Work request:
What is the count of lines in the records that include "like"? Reply with that number alone.

Entries shown:

PR #834, opened 2021-09-26
Add support for AlertListener receiving errors

glensc:
## Description

Add support for AlertListener receiving errors

Use the NodeJs like `callback(success, error)` signature for distinguishing errors from data.

## Type of change

## Checklist:

### DIFF
--- a/plexapi/alert.py
+++ b/plexapi/alert.py
@@ -72,7 +72,7 @@ class AlertListener(threading.Thread):
             data = json.loads(message)['NotificationContainer']
             log.debug('Alert: %s %s %s', *data)
             if self._callback:
-                self._callback(data)
+                self._callback(data, None)
         except Exception as err:  # pragma: no cover
             log.error('AlertListener Msg Error: %s', err)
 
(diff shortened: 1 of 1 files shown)


glensc:
This is a somewhat breaking change, listeners may receive now `None` as data.

What do you think of this API? or better make the change not breaking change? for example have two callback parameters for the AlertListener constructor?

Hellowlol:
I dont like it. Dumping a exception as a string is kinda useless imo

JonnyWong16:
I don't like the `self._callback(data, None)` and `self._callback(None, err)`. Passing around `None` like that seems very "unpythonic".

If this is implemented, I would prefer having two different callback functions. It's cleaner and isn't a breaking change.

```py
AlertListener(callback, callbackError)
```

Answer box:
3